I was curious if anyone else did this with Toy Poodles. If it's not recommended, his diet doesn't need to be 100 raw, I just want to feed him well.


----------



## fjm (Jun 4, 2010)

CiciPosh said:


> I would never feed a dog a vegan diet. I was stating that we were whole food Plant Based vegans and know the importance of not consuming things that our bodies don't thrive off of.
> Thanks anyway


I thought that might be the case - but many vegans still balk at handling raw meat, even when they believe it to be the best diet for their dogs! Fortunately there are plenty of good quality options if you find it to much to cope with.


----------



## CiciPosh (Dec 22, 2016)

Are dogs carnivores, like cats? I read that they were omnivores and it made sense as I see people on here feeding their poodles other things besides meat... also in real life.


----------



## fjm (Jun 4, 2010)

Cats are obligate carnivores - there are amino acids that they cannot make themselves and can only get by eating meat. Dogs are designed by nature to eat mainly meat, but can also digest some other foods, although not as efficiently. They are not omnivores in the way that humans or pigs are omnivores - more preferential carnivores that will eat almost anything if it is that or starving! Processed dog foods often contain large proportions of cereals and other vegetable matter as these tend to be cheaper than meat. A toy poodle puppy has a very small stomach, possibly filled by less than a tablespoonful of food, and that tiny quantity has to provide all the nutrition the puppy needs to thrive and to grow. It makes sense to provide the highest quality, most digestible food that you can, and for dogs that means a meat-based diet. But it is equally important that the diet provides all the necessary nutrients in the right balance - vets have seen the damage done by owners getting this balance wrong, which is one reason they tend to favour commercial processed food that has a guaranteed analysis! It is perfectly possible to create a home-made diet, cooked or raw, that meets all your pup's requirements, but it does take research, thought and planning - for many people commercial raw nuggets provide many of the benefits of raw feeding without the anxiety of getting it wrong.


----------



## CiciPosh (Dec 22, 2016)

Thank you, that makes sense. I definitely want to do the best for him but safely, for sure. 
What's the best food recommended for a toy poodle?


----------



## Dechi (Aug 22, 2015)

CiciPosh said:


> Thank you, that makes sense. I definitely want to do the best for him but safely, for sure.
> What's the best food recommended for a toy poodle?
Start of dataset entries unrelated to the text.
PR #2421, opened 2026-08-27
feat(engine): run plateau4 qc(tran) on new geometry

n4to4:
# Overview

Migrates the plateau4 `03-tran` quality check to `new-geometry`, lifting `skipNewGeometry` from all six of its testcases.

## What I've done

- Rebuilt the surface-check part of the workflow on new-geometry actions, and filled the gaps this exposed in the engine.

## What I haven't done

- `L-TRAN-02` stays `skip: true` (unrelated to this migration).

## How I tested

Test inputs and expected CSV/JSON are unchanged — the six `03-tran` testcases now run in the new-geometry world against the same expectations. Added unit tests for the two engine-side changes.

## Memo

`extractTags` is deliberately left empty: hoisting traffic areas into their own features would break the per-road grouping the overlap check depends on, so each geometry instead carries the object it belongs to as a per-member attribute.

The tolerant path of `check_duplicate_points` used to abort on real input — a reprojected road surface puts hundreds of vertices on one axis value, overflowing a k-d tree bucket — so it is now indexed by grid cell.

### DIFF
--- a/engine/Cargo.lock
+++ b/engine/Cargo.lock
@@ -4212,7 +4212,7 @@ checksum = "b4596b6d070b27117e987119b4dac604f3c58cfb0b191112e24771b2faeac1a6"
 
 [[package]]
 name = "plateau-tiles-test"
-version = "0.2.146"
+version = "0.2.147"
 dependencies = [
  "bytes",
  "glam 0.30.10",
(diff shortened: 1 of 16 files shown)


shunski (approved):
👍

PR #2426, opened 2026-08-27
fix(engine): give the mapper actions' value parameters a renderable type

KaWaite:
`Attribute Range Mapper` and `Null Attribute Mapper` declared four parameters as `serde_json::Value`. That type means "any JSON value", so schemars emits a leaf with a title, a description, and **no type** — leaving the UI no widget to render. Two of the four (`rangeTable[].outputValue`, `mappings[].replacement`) are required, so they were unfillable required fields.

A sweep of all 166 actions found these two were the only cases. Both had already passed an audit.

## The two actions get different shapes

**`Attribute Range Mapper` — untagged.** `MappedValue` generates an `anyOf` of three typed, titled scalar branches:

```json
"anyOf": [ {"title":"Text","type":"string"},
           {"title":"Number","type":"number"},
           {"title":"True or False","type":"boolean"} ]
```

The written form is unchanged — `outputValue: "#f7f5a9"` still works — and the type written is the type stored, so `"3"` stays text and `3` stays a number.

**`Null Attribute Mapper` — tagged.** `NullReplacement` must offer `Remove` beside the three value types. An untagged version with a unit `Remove` variant (which serde represents as `null`) was rejected: the UI's `simplifyAnyOf` strips `type: "null"` branches out of an `anyOf`, so `Remove` would have been unreachable in the editor.

## Behaviour fixes

- **`Option<Value>` carried opposite meanings for `None`** in `Null Attribute Mapper`: on a mapping it *removed* the attribute, on `defaultReplacement` it *left it unchanged*. Same type, inverted semantics, neither visible in the schema. `replacement` is now **required**, so removing an attribute is stated (`{type: remove}`) rather than implied by omitting a field. `defaultReplacement` stays optional, where omitting it means "leave unchanged" as before.
- Closing the types removes three near-identical `serde_json::from_value` blocks whose `warn!` fallbacks silently dropped the output attribute. Those runtime failure paths existed only because the type was open.

## Tests

`Attribute Range Mapper`'s tests called a helper that **reimplemented** the classification instead of the processor's own code, and the copy had **drifted** — it omitted the boolean coercion `process` performs, so the documented "booleans count as 1 and 0" behaviour was never exercised. The classification is now a single `mapped_value` method that both `process` and the tests call, with added tests for the boolean and numeric cases.

## Translations

The three strings the i18n machinery can reach are translated: `outputValue`'s description, `defaultReplacement`'s, and `replacement`'s — that last one mattered, because the existing Japanese said a null value removes the attribute, which this change makes false. `es`/`fr`/`zh` for those fields were English placeholders and are refreshed.

**The remaining 24 changed strings cannot currently be translated, in any language.** They are the type labels inside `MappedValue.anyOf[*]` and `NullReplacement.oneOf[*]` ("Text", "Number", "True or False", "Remove"), their descriptions, and the two definitions' own titles. `apply_parameter_i18n` matches an enum variant only when the variant carries a literal `enum` key — a tagged object variant nests its tag under `properties.type`, and an untagged scalar branch has `type` but no `enum` — and its `def_i18n` path walks only `definitions[X].properties`, so a definition's own title is unreachable regardless.

This is pre-existing rather than introduced here: `Coordinate Frame Reprojector`'s `BasePoint`, `Coordinate Extractor`'s mode, and five of `HTTP Caller`'s parameters have no i18n entry in any language for the same reason. The trade this PR makes is "unrenderable" for "renderable but English-only in the type picker", which is the better of the two.

The fix is small and symmetric — extend the variant-key derivation in `scaffold_i18n.rs` and `utils.rs` to fall back to `properties.type.enum[0]` and then to `type` — and is deliberately left to its own PR, because it adds i18n keys for every action using these idioms and would collide with HTTP Caller work in flight.

## Also recorded in the findings file

- The CI ratchet that would have caught this: fail when a parameter leaf declares neither `type` nor `enum` nor `const`.
- A **systemic i18n gap, pre-existing and not addressed here**: a tagged enum with *object* variants cannot be translated at all. `apply_parameter_i18n` (`cli/src/utils.rs:157-173`) matches a variant by a top-level `enum` key, which a tagged object variant doesn't have, and its `def_i18n` path only walks `definitions[X].properties`, which a `oneOf` definition lacks. `Coordinate Frame Reprojector`'s `BasePoint`, `Coordinate Extractor`'s mode, and five of `HTTP Caller`'s parameters have no i18n entry in any language as a result. Fixable, and wants its own PR since it changes the i18n skeleton for every action using the idiom.

## Breaking

`Null Attribute Mapper`'s `replacement` is now required and takes `{type: text|number|boolean|remove, value}`. `Attribute Range Mapper`'s written form is unchanged. Neither action is used in any workflow; the one in-repo fixture (`runtime/tests/fixture/workflow/attribute/range_mapper.yaml`) needed no migration.

## Verification

`cargo make format` · `clippy` · `clippy -p reearth-flow-action-processor` (legacy feature set) · `test-rs` (4069 passed, 0 failed) · `test-qc` (44 passed, 0 failed) — all pass. `schema-base` + `schema-translated` re-run clean and idempotent. Zero untyped parameter leaves remain across all 166 actions.


shunski (approved):
👍

PR #2428, opened 2026-08-27
refactor(engine): audit Area Calculator and expose it in the base palette

KaWaite:
## What

Runs the §8 review checklist against `Area Calculator`'s new-geometry implementation, which #2385 landed on 2026-08-27. The action had never had an engine-side pass of any kind — the only prior note on it was a spot-check of `areaType`, a parameter #2385 deleted.

**No correctness defect.** `Area Calculator` is added to `server/api/internal/app/base_actions.go`.

## The implementation, traced

`Area::surface_area` measures every leaf as documented: `Polygon3D` and the 3D meshes take half the magnitude of each ring's Newell vector with holes subtracted and floored at zero; `Polygon2D` and the 2D meshes take their planar area, which for a flat surface is its surface area; `Solid` sums every boundary face, so a void's faces add surface where a polygon's holes subtract it; points, curves and point clouds answer `0.0` rather than refusing. An unevaluated CSG tree is the one geometry the model cannot measure.

`area_report`'s traversals are exhaustive matches with no wildcard arm, so a geometry variant added later is a compile error rather than a silent omission.

The single-`features`-port design is correct rather than a §4.3 gap: the action writes zero for a geometry it cannot measure instead of failing the feature, which is the established model — PostGIS `ST_Area` returns 0 for non-areal geometry, and JTS `Geometry.getArea()` returns `0.0` for every non-areal type.

## Parameter surface

Two properties were describing an implementation that no longer exists, or the wrong thing entirely:

- The **parameter block description** still read "Configure how the area … is measured and stored". Nothing configures how it is measured any more; `areaType` went with #2385. Now "Where the measured surface area is stored on each feature.", matching the shape of its audited sibling `Hole Counter`.
- **`outputAttribute`** spent two of its three sentences restating the action description's void semantics, and never mentioned the behaviour that is genuinely the parameter's own: the attribute is **always** written, recording `0` when the geometry has no area or could not be measured. That promise is asserted in three tests and argued for in code comments, and appeared nowhere a user could see it — so a user reading `area: 0` could not tell a degenerate polygon from an unmeasurable geometry.

Name, description, category and tags are clean. Zero tags is correct and consistent with `Vertex Counter`, `Hole Counter` and `Bounds Extractor`; `3d` would be wrong for an action that measures 2D geometry equally.

## §2 now covers diagnostic registry text

`Area Calculator` is the first audited action to emit structured diagnostics. #2385 wired it to five `geometry.area_*` codes whose `message` and `help` strings live in `schema/error-codes/geometry.toml`. That text reaches users the way a doc comment does — through the diagnostic pipeline and the GraphQL API rather than through `actions.json` — so it is product copy, and the standard had never said so. §2 now holds it to the same accuracy rule and the same ban on naming commercial products, and records the registry's own style conventions so the rules that do not transfer are not applied by mistake.

Reading the five under the new rule found one genuine error, of exactly the kind the new clause predicts — **a string copied from a neighbouring code**:

`geometry.area_not_measurable`'s help said "check that it is a supported, non-degenerate type". Both halves name causes that cannot occur. Degeneracy is never the cause: a degenerate ring measures `0.0` through the success path, and a point or curve answers `0.0` too. And every type is supported bar one. The phrase came from `geometry.footprint_unavailable`, where degeneracy genuinely is a cause. Both this code and `geometry.area_skipped_parts` now name the real cause and point at `CSG Evaluator`, which is what resolves it. The other three were accurate and are unchanged.

Checked and **not** changed: two of the five name `Area Calculator` inside their own `help`, duplicating the diagnostic's `actionType` field. `raster.texture_assignment_failed` already names `Image Rasterizer`, so this is the registry's established convention, and §2 now records it as one.

## Known gap this PR cannot close

**This text has no i18n path.** `schema/i18n/` covers `actions` only, so all 27 error codes ship English in every language. Filed in the findings file with a trigger. It is about to become visible: PR #2401 renders `message` and `help` raw in a diagnostics table whose every other column is translated through the frontend's own i18n, and #2427 has just fixed the wiring that was leaving job diagnostics empty.

## i18n

The worst state seen in any batch. The action description was the **English placeholder in all four languages**; es/fr/zh were English throughout, including the parameter block's own title and description, which are normally the two that do get translated; and `ja` was in the state easiest to misread as finished — block title and `outputAttribute.title` translated, both descriptions English.

All four are now fully translated. ⚠️ **This makes `Area Calculator` the first action with a fully translated es/fr/zh parameter block** — every other audited action leaves those as English placeholders and translates only the action-level description. Worth a reviewer's eye on the language quality rather than just the coverage.

## Also

- Two fixture comments in the solar-radiation workflows quoted the removed parameter ("the planar or sloped area"). The generated `solar-radiation.yml` is unchanged — `yaml-include` strips comments — and `check-generate-examples-cms-workflow` passes.
- The findings file's `areaType` spot-check is deleted. It described a parameter users can no longer set while reading as coverage, and it is the second instance of the trap §7.2 records: a note written before a port describes the implementation the port replaced.

## Bucket table — recounted after merging main

**78 exposed / 6 pending audit**, counted with `grep -c 'true,' base_actions.go`.

This PR originally predicted 77 / 7 on the assumption that #2413 was the only other batch in
flight. That was wrong in the direction it warned about: **two** landed while this was open —
#2413 exposed `Elevation Extractor` and #2425 exposed `HTTP Caller`. On merging, `base_actions.go`
auto-merged correctly to 78 while the bucket table's *text* auto-merged to this branch's own
76 / 8, taken over main's without a conflict being reported. Recounted from the file, and the
addendum now records the sharpened rule: predicting the post-merge number just adds one more
piece of text that merges cleanly and is wrong.

Remaining pending audit (6): `Spatial Filter` · `Feature Reader` · `Feature Writer` ·
`JSON Fragmenter` · `Geometry Filter` · `Attribute Duplicate Filter`. Buckets sum to 105.

## Verification

Baselines taken on this branch's own base before any change, not reused from a previous session — the numbers move as ports merge.

Run before the merge of main, against this branch's own base:

| Check | Baseline | After |
|---|---|---|
| `cargo make test-rs` | 4065 passed / 0 failed / 5 ignored | identical |
| `cargo make test-qc` | 44 passed / 0 failed / 148 ignored | identical |
| `cargo make clippy` (workspace) | 0 warnings | 0 warnings |
| `cargo clippy -p reearth-flow-action-processor --all-targets -- -D warnings` | 0 warnings | 0 warnings |
| `go test ./internal/app/` | ok | ok |

Re-run after merging main (7 commits, including the HTTP Caller rewrite): `format` a no-op,
clippy 0 warnings both ways, `check-schema` and `check-generate-examples-cms-workflow` clean,
`gofmt -l` empty, `go test ./internal/app/` ok. **The `schema-base` + `schema-translated` re-run
after resolving the merge was a perfect no-op**, which is what proves both branches' schema
changes survived it. Test suites are left to this PR's CI.

`workflow-tests` was **not** run. It is broken on `main` independently of this branch (36 `Action not found: Coordinate Frame Reprojector` failures plus one WKT parse failure), and this PR changes no execution path — doc comments, registry help strings, YAML comments and one Go map entry. `Area Calculator` has no case in that suite in any event.

## One thing recorded rather than fixed

`Area Calculator` has **no automated workflow coverage at all**. Its only fixtures are the solar-radiation example workflows, and `testing/data/testcases/` contains no case naming it, so a green `test-qc` says nothing about this action. Its unit tests are thorough by way of compensation, including all five diagnostic paths. Noted in the findings file; not filed as a task.

Separately, verified rather than trusted: `geometry.toml`'s claim that `default_disposition` is inert for these five codes is correct — `ExecutorContext::warn` records unconditionally and only `report()` consults the resolved disposition. The consequence the comment did not draw out is that a workflow-level `ErrorPolicy` override selecting these codes is silently ignored too, which is true of every `warn()` call site rather than of this action. Added to the comment; not changed.


n4to4 (approved):
LGTM 👍

PR #2462, opened 2026-09-09
ci(engine): move the Cargo.toml version check to the end of the lint job

n4to4:
## Overview

Reorder the engine lint job so the version-bump check runs last, after formatting, clippy, and the repo-specific checks.

## What I've done

- Move the `Cargo.toml` version comparison step to the end of the lint job
- Group the remaining steps by purpose (setup / format / lint / repo-specific checks) with comments

## What I haven't done

- No change to what any step actually runs

## How I tested

CI on this branch.

## Memo

The version check fails on any PR that forgets a version bump, which previously masked real lint and format failures. Putting it last means the actual code problems surface first.


shunski (approved):
👍

PR #2463, opened 2026-09-09
fix(engine): nested attribute type should align attribute type

shunski:
# Overview
The attributes use `IndexMap<Attribute, AttributeValue>` though a nested attribute uses `HashMap<String, AttributeValue>`. This PR fixes the nested attribute type to be `IndexMap<Attribute, AttributeValue>`.


n4to4 (approved):
👍

PR #2469, opened 2026-09-11
fix(engine): align plateau6 03-tran QC outputs with original workspace

n4to4:
# Overview

Aligns the plateau6 `03-tran` quality-check outputs with the original workspace.

## What I've done

- Name every result file by package prefix (`03-1_道路`, `03-2_鉄道`, …) via a `packagePrefixes` variable
- Rework 検査結果一覧 to a file/feature-type/LOD row with an instance count
- Split the surface error CSV into エラー数 / エラー内容 and rename the error GeoJSON fields to match
- Stop aborting the run when the objectlist marks nothing as 作成対象 for a package

## What I haven't done

- No test data for the remaining packages (`squr`, `wwy`)

## How I tested

`cargo make test-qc` for the 03-tran cases; added `rwy` and `trk` test cases.

- The summary row granularity (file/feature type/LOD) and how インスタンス数 is counted

## Memo

- Row granularity and column names follow the original workspace, not the plateau4 port.
- One city object can carry several geometries at the same LOD, so instances are de-duplicated by `gml:id` before counting.


shunski (approved):
👍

Some poodles can be very finicky. Mine is. A good choice is Acana or Fromm. Those are the two brands he would eat without a fuss. Now both my dogs are on a vet food because my little chihuahua has urinary problems. This food works fine also.

To make him eat, I have great success with a little warm water just to cover the bottom of the bowl, then kibbles, then just a little bit of canned food that I mix with everything. He loves that ! I buy Ceasar canned food, which is really not great, but one plate of Ceasar lasts at least 7-8 days, that's how little he gets. Mine is an adult.


----------



## fjm (Jun 4, 2010)

It is best to stick to whatever his breeder has been feeding for the first few weeks - changing homes can be very stressful for young pups, so you want to keep things as stable as possible for him. It's very important that toy poodle puppies eat regularly to avoid hypoglycaemia (low blood sugar) which can be dangerous - I would have a little minced chicken ready in the freezer, and a few eggs to hand to tempt him just in case. Once he has settled in you will find there are nearly as many recommendations on the best food as there are PF members! 

The basic choices are kibble, canned or other processed moist food, ready made frozen raw, freeze dried raw, home cooked or home prepared raw, or a combination of several of these. All have their pros and cons. As a very general rule foods that are advertised everywhere and stocked by the big supermarket chains tend to be lower quality; better quality is usually reflected in a higher price; it is more economical to make your own raw or home cooked than to buy it ready prepared; but there are always exceptions! A toy poodle puppy will eat tiny quantities, so price becomes less of an issue - I would avoid anything that comes in large bags as kibble can quickly go stale, and the same goes for large tins, although you can always portion and freeze the contents. If you decide to use a commercial food there are a number of useful websites evaluating the quality of the ingredients, etc. I'm in the UK, but I am sure US members will be able to point you in the right direction.


----------



## CiciPosh (Dec 22, 2016)

Thank you for all of your advice! I am familiar with the higher quality processed dog food & know how much better that is than the ones with tons of fillers.
Yes, I understand that if we feel the need to switch his food that we have to slowly transition him.


----------



## Skylar (Jul 29, 2016)

CiciPosh said:


> We pick up our baby (toy poodle) on January 10th & it can't come soon enough! Anyhow, it's given me time to research even more. My husband, our two children & I are mostly raw, whole food, plant based, vegans & are very aware about the foods that fuel our body.
> 
> We want to extend our lifestyle to our new baby. Don't worry, I know that dogs are omnivores.
> 
> Anyone have experience with this? Tips and advice, greatly appreciated


Hi CiciPosh - I eat whole foods, plant based (Dr John McDougal) for my health and I know this way of eating is optimal for humans.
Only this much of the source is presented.